Task statement
Exactly the lines from the first line of the listing through the line containing "kinow: I like" should appear in the output, unchanged.

Input for this task
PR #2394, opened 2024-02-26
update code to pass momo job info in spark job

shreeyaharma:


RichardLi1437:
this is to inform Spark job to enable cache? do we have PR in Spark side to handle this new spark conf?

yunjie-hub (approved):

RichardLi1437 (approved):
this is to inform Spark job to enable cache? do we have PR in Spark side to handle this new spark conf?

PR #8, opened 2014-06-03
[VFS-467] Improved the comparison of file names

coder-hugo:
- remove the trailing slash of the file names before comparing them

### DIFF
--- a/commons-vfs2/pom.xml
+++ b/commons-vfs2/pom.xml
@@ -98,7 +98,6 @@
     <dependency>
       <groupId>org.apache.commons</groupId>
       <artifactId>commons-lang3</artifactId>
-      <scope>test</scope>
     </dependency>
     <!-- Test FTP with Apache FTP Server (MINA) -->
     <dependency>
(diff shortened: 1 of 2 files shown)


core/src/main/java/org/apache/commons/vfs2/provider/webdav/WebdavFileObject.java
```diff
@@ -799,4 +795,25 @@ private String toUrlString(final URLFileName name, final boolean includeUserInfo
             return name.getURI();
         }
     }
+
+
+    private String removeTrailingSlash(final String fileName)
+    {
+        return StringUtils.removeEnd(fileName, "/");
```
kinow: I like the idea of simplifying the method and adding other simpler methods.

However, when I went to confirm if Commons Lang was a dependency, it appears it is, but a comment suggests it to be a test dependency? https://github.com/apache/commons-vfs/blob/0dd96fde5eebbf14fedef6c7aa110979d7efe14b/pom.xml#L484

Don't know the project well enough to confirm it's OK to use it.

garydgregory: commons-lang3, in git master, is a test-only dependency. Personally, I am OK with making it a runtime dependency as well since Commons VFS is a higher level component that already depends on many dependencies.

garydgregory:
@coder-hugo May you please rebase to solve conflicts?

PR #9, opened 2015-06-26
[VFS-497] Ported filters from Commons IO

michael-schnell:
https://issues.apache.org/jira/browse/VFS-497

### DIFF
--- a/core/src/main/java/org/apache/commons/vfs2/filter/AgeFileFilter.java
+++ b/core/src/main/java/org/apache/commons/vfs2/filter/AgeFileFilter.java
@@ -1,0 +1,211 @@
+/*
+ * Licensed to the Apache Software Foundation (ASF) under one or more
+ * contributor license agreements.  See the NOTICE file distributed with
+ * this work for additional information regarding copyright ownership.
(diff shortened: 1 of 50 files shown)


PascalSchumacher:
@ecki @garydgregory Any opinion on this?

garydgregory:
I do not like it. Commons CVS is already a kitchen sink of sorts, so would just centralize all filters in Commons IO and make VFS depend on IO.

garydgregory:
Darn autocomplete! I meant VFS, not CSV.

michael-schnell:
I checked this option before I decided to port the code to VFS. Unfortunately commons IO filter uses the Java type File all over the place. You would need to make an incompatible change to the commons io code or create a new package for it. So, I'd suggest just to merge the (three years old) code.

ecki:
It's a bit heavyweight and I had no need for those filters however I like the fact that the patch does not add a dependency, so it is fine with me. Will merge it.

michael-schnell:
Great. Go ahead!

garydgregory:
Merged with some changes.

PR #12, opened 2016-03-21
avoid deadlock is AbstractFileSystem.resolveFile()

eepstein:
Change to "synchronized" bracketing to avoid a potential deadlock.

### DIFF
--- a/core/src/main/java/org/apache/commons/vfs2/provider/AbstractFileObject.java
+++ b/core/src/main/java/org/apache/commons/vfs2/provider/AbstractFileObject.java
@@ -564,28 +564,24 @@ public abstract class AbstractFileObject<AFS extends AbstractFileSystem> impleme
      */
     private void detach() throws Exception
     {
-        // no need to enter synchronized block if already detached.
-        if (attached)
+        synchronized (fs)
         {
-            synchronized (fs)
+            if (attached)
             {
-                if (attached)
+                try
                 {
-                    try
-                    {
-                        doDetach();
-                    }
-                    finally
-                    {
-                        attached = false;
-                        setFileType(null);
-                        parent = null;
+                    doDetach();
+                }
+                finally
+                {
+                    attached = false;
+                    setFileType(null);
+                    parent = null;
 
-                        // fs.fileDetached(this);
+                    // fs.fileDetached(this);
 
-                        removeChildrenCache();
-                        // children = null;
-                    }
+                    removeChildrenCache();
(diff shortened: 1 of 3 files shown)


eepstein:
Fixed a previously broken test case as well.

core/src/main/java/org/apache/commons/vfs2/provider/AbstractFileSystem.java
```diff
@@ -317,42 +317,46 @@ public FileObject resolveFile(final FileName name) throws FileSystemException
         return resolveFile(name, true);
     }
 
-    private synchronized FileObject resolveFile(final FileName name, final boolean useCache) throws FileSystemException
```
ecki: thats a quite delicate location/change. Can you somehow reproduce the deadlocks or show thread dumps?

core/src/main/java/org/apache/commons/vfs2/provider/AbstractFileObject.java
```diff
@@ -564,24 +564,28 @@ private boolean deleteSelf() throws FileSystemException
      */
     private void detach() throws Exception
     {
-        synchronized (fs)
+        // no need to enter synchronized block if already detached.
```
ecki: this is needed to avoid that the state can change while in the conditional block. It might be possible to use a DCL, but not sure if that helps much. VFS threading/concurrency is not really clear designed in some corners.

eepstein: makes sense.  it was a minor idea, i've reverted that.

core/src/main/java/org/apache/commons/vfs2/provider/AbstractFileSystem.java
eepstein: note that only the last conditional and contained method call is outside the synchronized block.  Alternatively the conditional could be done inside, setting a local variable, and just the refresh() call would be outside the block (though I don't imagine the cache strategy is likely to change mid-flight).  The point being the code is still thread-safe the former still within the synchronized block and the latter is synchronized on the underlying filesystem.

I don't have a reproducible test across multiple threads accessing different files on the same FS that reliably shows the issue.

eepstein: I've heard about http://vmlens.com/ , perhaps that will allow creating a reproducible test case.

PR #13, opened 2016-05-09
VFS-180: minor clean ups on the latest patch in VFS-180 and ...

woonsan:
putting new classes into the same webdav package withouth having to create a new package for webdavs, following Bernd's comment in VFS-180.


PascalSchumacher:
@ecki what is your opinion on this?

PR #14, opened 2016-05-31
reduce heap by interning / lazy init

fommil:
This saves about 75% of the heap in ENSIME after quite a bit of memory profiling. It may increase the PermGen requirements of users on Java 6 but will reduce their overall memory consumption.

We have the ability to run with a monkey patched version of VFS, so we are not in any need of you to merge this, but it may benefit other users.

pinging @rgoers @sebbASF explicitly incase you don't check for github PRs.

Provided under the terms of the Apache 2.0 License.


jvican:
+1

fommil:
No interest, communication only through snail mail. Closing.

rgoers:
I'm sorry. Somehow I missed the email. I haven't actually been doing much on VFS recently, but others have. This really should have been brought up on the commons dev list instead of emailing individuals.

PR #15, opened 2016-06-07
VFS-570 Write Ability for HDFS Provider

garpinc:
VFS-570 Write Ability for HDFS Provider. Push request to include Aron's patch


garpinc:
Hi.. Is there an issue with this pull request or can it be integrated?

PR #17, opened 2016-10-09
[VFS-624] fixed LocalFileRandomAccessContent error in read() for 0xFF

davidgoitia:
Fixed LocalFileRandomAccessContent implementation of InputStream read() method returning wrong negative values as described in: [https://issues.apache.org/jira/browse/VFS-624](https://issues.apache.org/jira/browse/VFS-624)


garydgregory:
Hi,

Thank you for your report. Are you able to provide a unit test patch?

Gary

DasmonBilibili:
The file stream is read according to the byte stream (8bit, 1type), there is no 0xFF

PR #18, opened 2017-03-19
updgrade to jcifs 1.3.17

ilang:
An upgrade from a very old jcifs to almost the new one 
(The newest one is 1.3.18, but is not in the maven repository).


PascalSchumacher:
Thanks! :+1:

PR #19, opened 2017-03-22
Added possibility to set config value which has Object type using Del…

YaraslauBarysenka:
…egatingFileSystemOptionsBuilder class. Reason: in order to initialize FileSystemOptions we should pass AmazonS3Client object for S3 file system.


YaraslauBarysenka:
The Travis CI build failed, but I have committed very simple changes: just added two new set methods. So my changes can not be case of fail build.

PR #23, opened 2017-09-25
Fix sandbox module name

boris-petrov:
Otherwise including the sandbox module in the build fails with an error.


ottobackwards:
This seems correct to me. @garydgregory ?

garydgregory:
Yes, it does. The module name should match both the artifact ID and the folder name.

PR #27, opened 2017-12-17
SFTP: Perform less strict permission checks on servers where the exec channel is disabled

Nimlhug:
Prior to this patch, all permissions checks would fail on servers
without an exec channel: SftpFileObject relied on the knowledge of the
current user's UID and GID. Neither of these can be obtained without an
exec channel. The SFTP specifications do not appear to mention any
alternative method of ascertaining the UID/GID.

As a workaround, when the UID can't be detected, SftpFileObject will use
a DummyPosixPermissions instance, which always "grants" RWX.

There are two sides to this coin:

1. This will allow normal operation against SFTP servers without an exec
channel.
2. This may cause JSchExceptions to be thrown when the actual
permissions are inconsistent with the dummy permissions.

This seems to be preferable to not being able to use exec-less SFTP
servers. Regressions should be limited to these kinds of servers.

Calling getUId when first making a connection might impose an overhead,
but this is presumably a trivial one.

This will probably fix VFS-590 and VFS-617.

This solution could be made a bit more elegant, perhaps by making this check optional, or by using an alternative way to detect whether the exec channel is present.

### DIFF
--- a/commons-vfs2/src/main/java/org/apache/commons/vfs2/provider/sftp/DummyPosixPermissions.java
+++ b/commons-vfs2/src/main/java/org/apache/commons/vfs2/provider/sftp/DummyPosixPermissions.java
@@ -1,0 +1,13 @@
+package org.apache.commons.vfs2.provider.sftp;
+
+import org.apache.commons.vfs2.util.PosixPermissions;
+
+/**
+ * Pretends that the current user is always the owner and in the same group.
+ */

Solution to this exercise
PR #2394, opened 2024-02-26
update code to pass momo job info in spark job

shreeyaharma:


RichardLi1437:
this is to inform Spark job to enable cache? do we have PR in Spark side to handle this new spark conf?

yunjie-hub (approved):

RichardLi1437 (approved):
this is to inform Spark job to enable cache? do we have PR in Spark side to handle this new spark conf?

PR #8, opened 2014-06-03
[VFS-467] Improved the comparison of file names

coder-hugo:
- remove the trailing slash of the file names before comparing them

### DIFF
--- a/commons-vfs2/pom.xml
+++ b/commons-vfs2/pom.xml
@@ -98,7 +98,6 @@
     <dependency>
       <groupId>org.apache.commons</groupId>
       <artifactId>commons-lang3</artifactId>
-      <scope>test</scope>
     </dependency>
     <!-- Test FTP with Apache FTP Server (MINA) -->
     <dependency>
(diff shortened: 1 of 2 files shown)


core/src/main/java/org/apache/commons/vfs2/provider/webdav/WebdavFileObject.java
```diff
@@ -799,4 +795,25 @@ private String toUrlString(final URLFileName name, final boolean includeUserInfo
             return name.getURI();
         }
     }
+
+
+    private String removeTrailingSlash(final String fileName)
+    {
+        return StringUtils.removeEnd(fileName, "/");
```
kinow: I like the idea of simplifying the method and adding other simpler methods.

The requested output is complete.